=== Section Start ===

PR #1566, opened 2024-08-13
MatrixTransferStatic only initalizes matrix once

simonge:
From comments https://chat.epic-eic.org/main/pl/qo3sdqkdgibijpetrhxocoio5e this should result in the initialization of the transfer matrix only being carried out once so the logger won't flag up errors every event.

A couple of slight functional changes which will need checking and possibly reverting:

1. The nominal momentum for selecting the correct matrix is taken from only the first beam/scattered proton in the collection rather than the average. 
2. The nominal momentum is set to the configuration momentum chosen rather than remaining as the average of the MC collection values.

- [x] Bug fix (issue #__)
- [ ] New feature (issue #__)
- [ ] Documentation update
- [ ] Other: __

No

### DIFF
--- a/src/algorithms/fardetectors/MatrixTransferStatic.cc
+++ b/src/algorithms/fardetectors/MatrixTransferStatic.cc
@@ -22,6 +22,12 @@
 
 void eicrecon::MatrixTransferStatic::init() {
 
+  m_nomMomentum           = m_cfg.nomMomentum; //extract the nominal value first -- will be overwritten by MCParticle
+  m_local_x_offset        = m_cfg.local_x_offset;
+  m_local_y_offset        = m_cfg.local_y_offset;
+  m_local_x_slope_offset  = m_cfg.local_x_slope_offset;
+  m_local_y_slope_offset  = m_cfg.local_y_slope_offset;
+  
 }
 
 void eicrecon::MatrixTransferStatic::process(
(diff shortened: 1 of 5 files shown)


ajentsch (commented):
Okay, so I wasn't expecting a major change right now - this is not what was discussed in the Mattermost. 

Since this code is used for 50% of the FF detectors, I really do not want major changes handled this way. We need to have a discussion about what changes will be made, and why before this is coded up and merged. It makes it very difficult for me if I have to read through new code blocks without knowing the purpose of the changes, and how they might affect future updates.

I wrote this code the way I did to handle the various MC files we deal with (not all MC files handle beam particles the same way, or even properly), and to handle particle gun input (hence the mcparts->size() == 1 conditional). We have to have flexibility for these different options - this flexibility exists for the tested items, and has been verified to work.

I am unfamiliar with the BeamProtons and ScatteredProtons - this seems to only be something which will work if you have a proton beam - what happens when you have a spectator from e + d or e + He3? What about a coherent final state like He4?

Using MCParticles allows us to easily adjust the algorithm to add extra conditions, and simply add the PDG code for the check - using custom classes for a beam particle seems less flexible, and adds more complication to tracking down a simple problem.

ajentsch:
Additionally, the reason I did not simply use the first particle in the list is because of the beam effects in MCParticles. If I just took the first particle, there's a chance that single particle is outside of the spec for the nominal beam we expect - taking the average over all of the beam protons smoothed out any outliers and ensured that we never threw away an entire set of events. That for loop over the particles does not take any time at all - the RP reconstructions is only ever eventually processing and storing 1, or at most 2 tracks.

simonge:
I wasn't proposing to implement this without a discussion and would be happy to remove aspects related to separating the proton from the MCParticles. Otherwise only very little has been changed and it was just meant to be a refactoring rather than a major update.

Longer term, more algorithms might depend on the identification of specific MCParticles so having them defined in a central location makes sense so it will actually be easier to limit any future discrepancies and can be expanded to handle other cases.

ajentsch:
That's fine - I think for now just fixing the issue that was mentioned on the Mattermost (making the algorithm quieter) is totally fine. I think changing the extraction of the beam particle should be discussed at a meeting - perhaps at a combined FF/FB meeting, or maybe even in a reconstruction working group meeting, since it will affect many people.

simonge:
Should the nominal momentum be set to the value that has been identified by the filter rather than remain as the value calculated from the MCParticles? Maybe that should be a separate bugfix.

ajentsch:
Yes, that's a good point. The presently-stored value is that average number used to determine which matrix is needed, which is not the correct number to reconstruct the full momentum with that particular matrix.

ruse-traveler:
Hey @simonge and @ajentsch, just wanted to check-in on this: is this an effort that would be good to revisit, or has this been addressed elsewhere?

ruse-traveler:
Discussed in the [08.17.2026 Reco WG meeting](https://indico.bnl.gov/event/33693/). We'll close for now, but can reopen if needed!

=== Section End ===

• _INSTRUCTIONS TO FOLLOW_
Each line above needs to be written out again exactly.

• _COMPLETED TASK_
PR #1566, opened 2024-08-13
MatrixTransferStatic only initalizes matrix once

simonge:
From comments https://chat.epic-eic.org/main/pl/qo3sdqkdgibijpetrhxocoio5e this should result in the initialization of the transfer matrix only being carried out once so the logger won't flag up errors every event.

A couple of slight functional changes which will need checking and possibly reverting:

1. The nominal momentum for selecting the correct matrix is taken from only the first beam/scattered proton in the collection rather than the average. 
2. The nominal momentum is set to the configuration momentum chosen rather than remaining as the average of the MC collection values.

- [x] Bug fix (issue #__)
- [ ] New feature (issue #__)
- [ ] Documentation update
- [ ] Other: __

No

### DIFF
--- a/src/algorithms/fardetectors/MatrixTransferStatic.cc
+++ b/src/algorithms/fardetectors/MatrixTransferStatic.cc
@@ -22,6 +22,12 @@
 
 void eicrecon::MatrixTransferStatic::init() {
 
+  m_nomMomentum           = m_cfg.nomMomentum; //extract the nominal value first -- will be overwritten by MCParticle
+  m_local_x_offset        = m_cfg.local_x_offset;
+  m_local_y_offset        = m_cfg.local_y_offset;
+  m_local_x_slope_offset  = m_cfg.local_x_slope_offset;
+  m_local_y_slope_offset  = m_cfg.local_y_slope_offset;
+  
 }
 
 void eicrecon::MatrixTransferStatic::process(
(diff shortened: 1 of 5 files shown)


ajentsch (commented):
Okay, so I wasn't expecting a major change right now - this is not what was discussed in the Mattermost. 

Since this code is used for 50% of the FF detectors, I really do not want major changes handled this way. We need to have a discussion about what changes will be made, and why before this is coded up and merged. It makes it very difficult for me if I have to read through new code blocks without knowing the purpose of the changes, and how they might affect future updates.

I wrote this code the way I did to handle the various MC files we deal with (not all MC files handle beam particles the same way, or even properly), and to handle particle gun input (hence the mcparts->size() == 1 conditional). We have to have flexibility for these different options - this flexibility exists for the tested items, and has been verified to work.

I am unfamiliar with the BeamProtons and ScatteredProtons - this seems to only be something which will work if you have a proton beam - what happens when you have a spectator from e + d or e + He3? What about a coherent final state like He4?

Using MCParticles allows us to easily adjust the algorithm to add extra conditions, and simply add the PDG code for the check - using custom classes for a beam particle seems less flexible, and adds more complication to tracking down a simple problem.

ajentsch:
Additionally, the reason I did not simply use the first particle in the list is because of the beam effects in MCParticles. If I just took the first particle, there's a chance that single particle is outside of the spec for the nominal beam we expect - taking the average over all of the beam protons smoothed out any outliers and ensured that we never threw away an entire set of events. That for loop over the particles does not take any time at all - the RP reconstructions is only ever eventually processing and storing 1, or at most 2 tracks.

simonge:
I wasn't proposing to implement this without a discussion and would be happy to remove aspects related to separating the proton from the MCParticles. Otherwise only very little has been changed and it was just meant to be a refactoring rather than a major update.

Longer term, more algorithms might depend on the identification of specific MCParticles so having them defined in a central location makes sense so it will actually be easier to limit any future discrepancies and can be expanded to handle other cases.

ajentsch:
That's fine - I think for now just fixing the issue that was mentioned on the Mattermost (making the algorithm quieter) is totally fine. I think changing the extraction of the beam particle should be discussed at a meeting - perhaps at a combined FF/FB meeting, or maybe even in a reconstruction working group meeting, since it will affect many people.

simonge:
Should the nominal momentum be set to the value that has been identified by the filter rather than remain as the value calculated from the MCParticles? Maybe that should be a separate bugfix.

ajentsch:
Yes, that's a good point. The presently-stored value is that average number used to determine which matrix is needed, which is not the correct number to reconstruct the full momentum with that particular matrix.

ruse-traveler:
Hey @simonge and @ajentsch, just wanted to check-in on this: is this an effort that would be good to revisit, or has this been addressed elsewhere?

ruse-traveler:
Discussed in the [08.17.2026 Reco WG meeting](https://indico.bnl.gov/event/33693/). We'll close for now, but can reopen if needed!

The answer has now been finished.